Millones de espectadores filtrando su mirada por televisión, miles de personas mordiéndose las uñas, títulos en juego, la prensa con los puñales afilados para teclear en la tribuna y los presidentes con su guadaña. Presión, mucha presión. Y él controla, baila y pasa. Escoge el momento, el lugar y el espacio. Exhuma los temblores, exhorta los nervios y congela los titubeos. Andrés Iniesta, con los zapatos de claqué, levita sin distraerse. Se abstrae de todo y cumple. Ve su número en la pizarra, levanta las manos, aplaude al respetable y camina en parsimonia hacia el banquillo. No se atisban grietas en su mirada ni en su discurso. En zona mixta, después, con una mueca, espanta los fantasmas. No falla en sus diagnósticos ni usa las palabras en balde. Sin embargo, bajo esa apariencia de paz, entre esos registros de perfección y seguridad, hay un alma que se ha roto varias veces.

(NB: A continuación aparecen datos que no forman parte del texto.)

PR #6445, opened 2026-05-31
Add `pf` commands autocomplete

notxvilka:

# Detailed description

- Implemented autocomplete for the `pf` commands
- Updated `doc/pf.md` and `pf?` help to reflect better the current state and removed some inconsistencies

Three `RzCmdArgType` values were added, six commands gain completion, eleven tab
points light up:

| Arg type | Used by | What you get |
|---|---|---|
| `RZ_CMD_ARG_TYPE_PF_FORMAT_NAME` | `pf-`, `pfa`, `pfc`, `pfd`, `pfn`, `pfs`, `pfv` | All registered named formats, prefix-filtered. |
| `RZ_CMD_ARG_TYPE_PF_FORMAT_PATH` | `pf.`, `pfw` | `name[.field[N]?]*` walked to arbitrary depth via STRUCT-typed children. |
| `RZ_CMD_ARG_TYPE_PF_FDF_FILE` | `pfo` | FDF basenames from the user's home + system formats dirs (deduped). |

Examples:
```
[0x00000000]> pfn elf_<TAB>
elf_header  elf_phdr  elf_shdr ...

[0x00000000]> pf. elf_header.<TAB>
e_ident  e_type  e_machine  e_version  e_entry ...

[0x00000000]> pfn inner "x4d4 first second"
[0x00000000]> pfn outer "?(inner) body"
[0x00000000]> pf. outer.body.<TAB>
first  second

[0x00000000]> pfn troll "[3]?(plop) str"
[0x00000000]> pfn plop "d4x2x8x2 one two three four"
[0x00000000]> pf. troll.str[1].<TAB>
one  two  three  four

[0x00000000]> pfo elf<TAB>
elf32  elf64  elf_dynamic
```

The path completer does three things that matter for UX:

1. **Suppresses the trailing space** after the format name. If the user
   tabs `pf. ut_header<TAB>` and there's a single match, the cursor stays
   right after `ut_header` (no inserted space) so the next keystroke can
   be `.` to descend into fields.
2. **Rewrites the completion `start`** past the last `.` once the user
   has typed it, so the field name replaces only the field portion of
   the buffer and leaves the format name (and dot, and any intermediate
   segments) alone.
3. **Refuses to complete inside `[...]` or right after `]`** — the user
   is mid-index or mid-descent, where identifier completion would
   produce a syntax error if accepted.

## Syntax note

The supported field-path syntax is what `pf_path_navigate` accepts:
`name[idx]?(.name[idx]?)*`. The `[N]` is a **suffix on a name segment**,
not a segment of its own — so `troll.str[1].two` works, but
`troll.str.[1].two` (with a dot before the `[`) doesn't (the engine
itself rejects it). The completer matches the engine.

## What's deliberately out of scope

- **`pf <raw_format>`** — the bare `pf` command takes an arbitrary
  raw format string. The pf DSL has dozens of single-char codes and
  hundreds of combinations; useful completion would require something
  much smarter than enumeration. Skipped.
- **Numeric `[N]` completion** — when the cursor sits inside `[...]`,
  the completer is silent. Completing numeric indices isn't useful
  without knowing the array's element count, which would require
  parsing the parent format and walking to the field — overkill for
  the marginal benefit.

# Test plan

- CI is green
- Manual testing of `pf` commands


doc/pf.md
```diff
@@ -117,8 +117,11 @@ canonical form is `t(format)`.
     of `=` inside the parens is the discriminator.
 - `G[(layout)]` -- 16-byte GUID. Layouts:
   - `ms` (default) -- Microsoft mixed-endian (D1 LE u32, D2/D3 LE u16, D4 raw)
-  - `be` -- RFC 4122 big-endian network order
-  - `le` -- all little-endian
+  - `be` -- RFC 4122 big-endian network order (D1/D2/D3 BE, D4 raw)
+  - `le` -- D1/D2/D3 little-endian; D4 stays in buffer order, so the
```
Rot127, line 125: Also RFC 4122? Then add it here please

doc/pf.md
```diff
@@ -134,10 +137,14 @@ canonical form is `t(format)`.
   prefix it consumes one byte.
 - `U` / `L` -- ULEB128 / SLEB128 (variable-length unsigned / signed). Decoded
   greedily up to 10 bytes (enough for a full 64-bit value).
-- `n` / `N` -- context-sized integer:
-  - `n1`/`n2`/`n4`/`n8` -- forced byte width (1/2/4/8) in LE.
-  - `N1`/`N2`/`N4`/`N8` -- same, BE.
-  - Bare `n`/`N` defaults to `ctx.bits/8` bytes.
+- `n` -- context-endian sized integer (unsigned hex):
+  - `n1`/`n2`/`n4`/`n8` -- 1/2/4/8 byte width. Endianness follows
+    `RzPfCtx::big_endian` instead of being pinned by the spec's case,
```
Rot127: `RzPfCtx` is a random struct in the code the user doesn't know about.
Please add some other descirption from where it determines the endianess,

notxvilka:
Ignore the leaks CI job - it's a leak already existed on `dev`, fixed in https://github.com/rizinorg/rizin/pull/6448

doc/pf.md
```diff
@@ -134,10 +137,14 @@ canonical form is `t(format)`.
...
+    which is what file-format readers want when a header byte determines
+    the rest of the file's endianness (ELF `EI_DATA`, MachO magic, etc.).
```
Rot127: The example is so specific, it seems like `n` is only there for file headers.
Maybe rephrase it together with the explanation where the endianess decision comes from in  https://github.com/rizinorg/rizin/pull/6445/changes#r3330533309

librz/core/cmd_descs/cmd_print.yaml
```diff
@@ -625,9 +625,19 @@ commands:
...
-            comment: "TLV record; t=tag, l=length, e=le/be, h=v/a (header inclusion), d=dispatch table"
+            comment: >
+              TLV record; t=tag, l=length, e=le/be, h=v/l/a (len
+              covers value / len+value / tag+len+value), d=dispatch
+              table
+          - text: "v(N) / v(N,lsb) / v(N,msb)"
+            comment: >
+              bitvector: N individual bits (1..4096) exposed as
+              separate 0/1 scalars; consumes ceil(N/8) bytes; default
+              bit order is MSB-first
```
Rot127: "MSB-first" means MSB is on the left or right hand side (lower or higher address)?

librz/core/cautocmpl.c
```diff
@@ -435,6 +439,270 @@ static void autocmplt_cmd_arg_any_type(RzCore *core, RzLineNSCompletionResult *r
...
+ * if present). On success, *out_name_len is the length of the name
+ * portion and *out_has_idx is true iff a complete `[N]` was present.
+ *
+ * Returns 0 if the segment is malformed in a way that should stop the
+ * walk (e.g. an empty name, an unterminated `[`, or a non-numeric
+ * index). The cursor is treated as a hard stop: parsing never reads
+ * past \p end. */
+static size_t pf_path_seg_consume(const char *p, const char *end,
+	size_t *out_name_len, bool *out_has_idx) {
+	const char *q = p;
```
Rot127: Why no regex?

Rot127: If not possible for any reason, please rename `q` and `p` to something descriptive.

librz/core/cautocmpl.c
```diff
@@ -435,6 +439,270 @@ static void autocmplt_cmd_arg_any_type(RzCore *core, RzLineNSCompletionResult *r
...
+	}
+	rz_list_free(list);
+}
+
+/* Helper: parse a single path segment starting at \p p.
+ *
+ * A segment is `name`, optionally followed by `[N]`. Returns the byte
+ * count consumed (including the optional `[N]` and the trailing `.`
+ * if present). On success, *out_name_len is the length of the name
+ * portion and *out_has_idx is true iff a complete `[N]` was present.
```
Rot127: So it looks something like this: `<name>[<N>]`?
And returns `strlen(name)` and `out_has_idx == true` if there is an `[<n>]` in the string?

librz/core/cautocmpl.c
```diff
@@ -435,6 +439,270 @@ static void autocmplt_cmd_arg_any_type(RzCore *core, RzLineNSCompletionResult *r
...
+ *
+ * \p committed is the prefix of the user's input up to and including
+ * the last `.` -- i.e. every fully-typed segment. The walk consumes
+ * one segment per loop iteration, looks the segment's name up in the
+ * current format, and re-parses the named struct's body when a
+ * `type_name` is present.
+ *
+ * The returned RzPfFormat is owned by the caller and must be freed
+ * with rz_pf_format_free(). */
+static RzPfFormat *pf_resolve_path_format(RzTypeDB *typedb,
```
Rot127:
```suggestion
 **/
static RZ_OWN RzPfFormat *pf_resolve_path_format(RzTypeDB *typedb,
```

Rot127: Also for the function: wouldn't a regex work here as well?

librz/core/cautocmpl.c
```diff
@@ -435,6 +439,270 @@ static void autocmplt_cmd_arg_any_type(RzCore *core, RzLineNSCompletionResult *r
...
+ *     suppress the trailing space so `.` can be typed next without
+ *     space insertion.
+ *   - `.` is the segment separator. The cursor sits in the final
+ *     segment; everything before the last `.` is the committed path.
+ *   - Inside `[...]` or immediately after `]` (no trailing `.`), the
+ *     user is mid-index, not mid-identifier: nothing useful to offer.
+ *   - The committed path is walked through STRUCT-typed children
+ *     (whose `type_name` resolves to another registered format).
+ *     Walking past a scalar or an inline struct returns nothing. */
+static void autocmplt_cmd_arg_pf_format_path(RzCore *core,
```
Rot127, line 624: Also, regex question.

Rot127 (changes requested):

notxvilka:
Regarding the regex @Rot127 it's possible but slower to use the regex.

Rot127:
@notxvilka Slower, yes. But this code is not a hot path at all, so I think maintainability and ease of understanding > performance in that case.

But your call.

notxvilka:
> @notxvilka Slower, yes. But this code is not a hot path at all, so I think maintainability and ease of understanding > performance in that case.
> 
> But your call.

I would merge as is, then later this week I can check again and substitute. Is this ok?

wargio:
LGTM

PR #6450, opened 2026-06-01
analysis: render flag-enum operands as an OR of members (#2344)

### LINKED ISSUE #2344: Command `aht` doesn't work for custom enum type
### Work environment

| OS/arch/bits (mandatory)                             | Parrot 5.0 64 bit
| Architecture/bits of the file (mandatory)            | x86/64
| `rizin -v` full output, **not truncated** (mandatory)  | rizin 0.4.0-git @ linux-x86-64
commit: 12a935dddd0d9d04cce1c0f19115ecb04eca93b3, build: 2022-02-21__11:40:56

### Expected behavior
Command `aht` should replace `int value` in disasm code to enum alias

### Actual behavior
Command `aht` did nothing.

- I'm having a test file code
```
#include <unistd.h>
#include <stdio.h>


int main() {
  printf("%d\n", access("/tmp/run", 6));
  return 0;
}
```
Compile `gcc test.c -o run`

I added custom enum type here https://github.com/dmknght/rizin/blob/dev/librz/analysis/d/types-linux.sdb.txt#L73 and added type to function `access` here https://github.com/dmknght/rizin/blob/dev/librz/analysis/d/functions-linux.sdb.txt#L99

- Compile and install new rizin
- Start analysis with `rizin -A run`
- Command `te` showed new enum type 
image
At first, nothing changed from disasm code except the comment 
image
- As rizin devs recommended on telegram channel, i tried `aht access_def` but nothing happened
image

notxvilka:

**Detailed description**

An enum type hint set on an operand (`ahie`) only replaced the immediate when its value matched an enum member exactly, via `rz_type_db_enum_member_by_val()`. A value that is the bitwise OR of several flag members -- e.g. the access(2) mode R_OK|W_OK == 6 from the issue -- matched no single member and was left as a raw number.

`replace_enum_hint()` in `rz_parse` now falls back to` rz_type_db_enum_get_bitfield()` when there is no exact member, so the value is rendered as the OR of the matching members, e.g. "access_def.W_OK | access_def.R_OK".

`rz_type_db_enum_get_bitfield()` is reworked along the way: it was unused and buggy (capped at 32 bits, reused a stale match for bits without a member, and emitted a "0x.. : " debug prefix). It now walks all 64 bits, returns the matching members qualified with the enum name and joined by " | ", and returns NULL when the value is 0, the type is not an enum, or any set bit has no member (so a value that is not cleanly a combination of flags stays a number).

**Test plan**

CI is green

**Closing issues**

Closes #2344

### DIFF
--- a/librz/type/type.c
+++ b/librz/type/type.c
@@ -566,47 +566,57 @@ RZ_API RZ_OWN RzList /*<char *>*/ *rz_type_db_find_enums_by_val(const RzTypeDB *
 }
 
 /**
- * \brief Returns all matching bitfields as an OR mask given the resulting value
+ * \brief Renders a value as the OR of the flag-enum members that compose it
+ *
+ * Each set bit of \p val is looked up among the members of the bitfield (flag)
+ * enum \p name; the matching member names, each qualified with the enum name,
+ * are joined by " | " into a newly-allocated string, for example
+ * "access_def.W_OK | access_def.R_OK". \p val is decomposed bit by bit, so a
+ * member whose value is not a single bit is never matched against the whole
+ * value -- use rz_type_db_enum_member_by_val() for that exact-match case (the
+ * disassembly filter tries it first).
  *
  * \param typedb Types Database instance
- * \param name The name of the bitfield enum
- * \param val The value to search for
+ * \param name The name of the bitfield (flag) enum
+ * \param val The value to decompose
+ * \return The qualified OR mask, or NULL if \p name is not an enum, \p val is 0,
+ *         or any set bit of \p val has no matching member (so \p val is not
+ *         cleanly a combination of the enum's flag members).
  */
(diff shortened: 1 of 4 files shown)


librz/type/type.c
```diff
@@ -566,47 +566,56 @@ RZ_API RZ_OWN RzList /*<char *>*/ *rz_type_db_find_enums_by_val(const RzTypeDB *
...
 				break;
 			}
 		}
-		if (isFirst) {
-			isFirst = false;
-		} else {
-			ret = rz_str_append(ret, " | ");
+		if (!member) {
+			// a set bit with no matching member: not a clean flag combination
+			free(ret);
```
Rot127, line 613: Warn here? Or is that a legal state?

Rot127 (approved):

librz/type/type.c
notxvilka: No, it's illegal. Let me add a warning.

PR #6453, opened 2026-06-01
Changed mmio_address in RzAnalysisOp to mmios[4]

SSharshunov:
Changed mmio_address in RzAnalysisOp to mmios[4] to fully replace register names from the SDBC database if multiple registers are used simultaneously.
For example: 
`add DPP3:0x025c, DPP0`
`add DPP3:0x025c, SORIC`

**Detailed description**

...

**Test plan**

...

**Closing issues**

...


librz/arch/p/analysis/analysis_c166.c
```diff
@@ -91,7 +91,6 @@ bool set_reg_val(RzAnalysis *analysis, const char *name, const ut64 value) {
 
 static void c166_set_mimo_addr_from_reg(RzAnalysisOp *op, ut8 reg) {
 	if (reg < 0xF0) {
-		op->mmio_address = BASE_SFR_ADDR + (2 * reg);
```
Rot127, line 94: Would you mind removing the lonely `if` statement here doing nothin?

Rot127: Also the one below please.

librz/arch/op.c
```diff
@@ -30,7 +30,9 @@ RZ_API void rz_analysis_op_init(RzAnalysisOp *op) {
 	op->refptr = 0;
 	op->val = UT64_MAX;
 	op->disp = UT64_MAX;
-	op->mmio_address = UT64_MAX;
+	for (int i = 0; i < 4; i++) {
```
Rot127: `RZ_ARRAY_SIZE`

librz/core/disasm.c
```diff
@@ -1127,6 +1116,18 @@ static void ds_build_op_str(RzDisasmState *ds, bool print_color) {
 	} else {
 		ds_opstr_try_colorize(ds, print_color);
 	}
+	for (int i = 0; i < 4; i++) {
```
Rot127: RZ_ARRAY_SIZE

librz/include/rz_analysis.h
```diff
@@ -874,7 +874,8 @@ typedef struct rz_analysis_op_t {
 	int ptrsize; /* f.ex: zero extends for 8, 16 or 32 bits only */
 	st64 stackptr; /* stack pointer */
 	int refptr; /* if (0) ptr = "reference" else ptr = "load memory of refptr bytes" */
-	ut64 mmio_address; // mmio address
+	ut8 mmios_count; // used mmio count
+	ut64 mmios[4]; // mmio address
```
Rot127:
```suggestion
	ut8 mmios_count; ///< used mmio count
	ut64 mmios[4]; ///< mmio address
```

Rot127 (changes requested):
Have you used AI by any chance for that one?
If yes, please check more carefully the changes before marking the PR as ready for review.

librz/arch/p/analysis/analysis_c166.c
SSharshunov: I have another PR in preparation, so I didn’t delete much of what I was going to change in it, so as not to create confusion.

SSharshunov:
> Have you used AI by any chance for that one? If yes, please check more carefully the changes before marking the PR as ready for review.

I use Gemini only to find information about obscure architectural details. Sometimes I use to understand the Rizin internals, but I don't use copy-paste.

SSharshunov:
In general, situations that seem to suggest AI use occur when I leave myself marks for future development, which reviewers then ask me to remove. As a result, some changes are lost in the future, resulting in illogical code.

Rot127:
sure, no problem.
In general you can also use AI, even to write (some) code.
Just check it very carefully.

librz/arch/p/analysis/analysis_c166.c
Rot127: Please remove them though. So we have a clean state in between PRs.
It's not a big deal if you add them later again.

librz/arch/p/analysis/analysis_c166.c
```diff
@@ -791,7 +790,6 @@ static void c166_op_mov_reg_data(RzAnalysis *analysis, RzAnalysisOp *op, const u
 	op->dst = c166_new_reg_value(analysis, reg, false);
 	op->src[0] = c166_new_imm_value(data, true);
 	if (op->dst != NULL) {
-		op->mmio_address = op->dst->base;
 	}
```
wargio: what?

wargio:
i do not understand the issue. how can there be multiple MMIO at the same address?

SSharshunov:
> i do not understand the issue. how can there be multiple MMIO at the same address?

I have mnemonics that represent several register names. While reverse engineering the RIZIN code, I noticed that values ​​like 0xfe06 are replaced with DPP3 if a value is set in mmio_address. A code search revealed that this is the only place where this field is used. So, I simply adapted the code for this architecture. There's also a place in AVR that uses this field.

SSharshunov:
image
as example in Keil for c166 (address 0x0c)

wargio:
for me that means that the map loaded for that rom image is wrong, and should load the correct one. i do not think you can just swap MMIO devices easily in AVR.

Is not an arch like the gameboy one where you have the concept of ram slots thus you have at the same address different data depending how a register is configured

SSharshunov:
> Is not an arch like the gameboy one where you have the concept of ram slots thus you have at the same address different data depending how a register is configured
> 
Then I'm asking for help in explaining how memory mapping should work correctly so that the analysis can see a 24-bit address. 
image

wargio:
oh this kinda works like a page table. let me double check the changes

wargio:
ok, so i think you should check if it matches with a DPPx register, then extract the upper 2 bits and print as `DPP<upper 2 bits>:<remaining bits as hex>`
you can keep the old mmio value and add an additional one for DPPx. maybe set it always to an invalid value, but when valid you print DPPn:offset

this is because you dont know what are the contents of DPP0-3 when disassembling

wargio:
you can also do this directly when resolving the mmio. just map the address as `DPP` and when you resolve the address, check if `DPP` and extract the upper 2 bits and print the DPPn register before the offset

SSharshunov:
How will this solve the substitution of address names from the sdb txt? Or are you suggesting that DPP3 be issued to the disassembler?

wargio:
yes to the second one. the address range is defined by sdb but we know that when resolved it could be a DPPn and the disassembler replaces this with the correct one

notxvilka (changes requested):
This definitely requires a test

wargio (approved):

Rot127:
Please rebase.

Iniesta ha llorado. Y mucho. Ese hombre de hielo que escucha el rumor de la eliminación y coloca la pelota en la escuadra de una portería de Stamford Bridge es frágil. Él también se rompe. En su primer día en la Masía, “el peor de su vida”, atascó las tuberías de tanto soltar lágrimas. Llegó en septiembre de 1996 y subió junto a José Bermúdez, portero del juvenil, a ver las instalaciones. Mientras, sus padres, abajo, hablaban con Juan César Farrés, director de la residencia. Ellos estaban preocupados y su pequeño también. Andrés, o andresito, por aquel entonces, recorría los pasillos sin que le importara nada.
En su habitación, lo esperaba Jorge Troiteiro, justo lo contrario a él, un chico abierto, hablador y dicharachero. Iniesta, en cambio, ni terciaba palabra ni aspiraba a ello. “Durante mi primera cena en la Masía no paraba de llorar. ¿Comer? Evidentemente, no comí nada (…) Al principio me costaba mucho. Ni siquiera quería llamar por teléfono a mi familia porque empezaba a llorar y a llorar”, reconoce en su biografía La jugada de mi vida (Malpaso, 2016).
“Pero uno, al final, se acostumbra a todo”. Y él lo hizo. “Aguantó un año”. Y otro. Y otro más. Hasta anunciar su despedida este viernes. Por el camino, 31 títulos con el Barcelona y otras lágrimas, pero éstas distintas, más amargas, fruto de una depresión. Fue en 2009, después de marcar el gol de Stamford Bridge y ganar su segunda Copa de Europa en Roma. Entonces, el que tenía que haber sido el mejor verano de su vida, se convirtió en un camino hacia el abismo. “¡Si lo tienes todo! ¡Si tienes dinero! ¡Si juegas en el Barça! ¡Si juegas en la selección! ¡Si mucha gente te adora! Es cierto. Y será incomprensible para muchos, pero me notaba vacío. Y si estás vacío, necesitas recargar las baterías porque si no estás muerto”, cuenta en su biografía.
Aquel verano, se le juntó todo: lesiones y problemas familiares. El cuerpo no le respondía y la mente tampoco. A esto, se le sumó la muerte de su amigo Dani Jarque, al que recordaría en Johannesburgo un año después. Pero antes tuvo que superar todo aquello. “De repente, uno empieza a encontrarse mal. No sabe por qué, pero un día está mal. Y al siguiente también. Y así día tras día, no mejoras. El problema es que no sabes lo que realmente te pasa”, reconoce.
“No sé cómo explicarlo, pero he comprobado que, cuando la mente y el cuerpo están en una situación tan vulnerable, eres capaz de hacer cualquier cosa”, finaliza. Así estaba aquel aquel verano, camino del abismo. Y así comenzó la pretemporada. Pero, poco a poco, se fue recuperando. Guardiola le ofreció manga ancha: “Si te tienes que ir, te vas, no hace falta ni que me lo digas”. Y él se fue recuperando para acabar ganando el Mundial en aquel 2010.
Entonces, se acabaron las lágrimas. Hasta este viernes, en la sala de prensa del Camp Nou, cuando la sangre blanca volvió a brotar de entre sus pupilas. Andrés Iniesta, el hombre de hielo, se mostró, de nuevo frágil. Se comportó como un ser humano. Como lo que ha sido siempre: un jugador de fútbol sin más ambición que jugar con la pelota. Un niño grande que se despide para siempre, que dice adiós y deja un legado futbolístico (y sentimental). ¡Hasta siempre!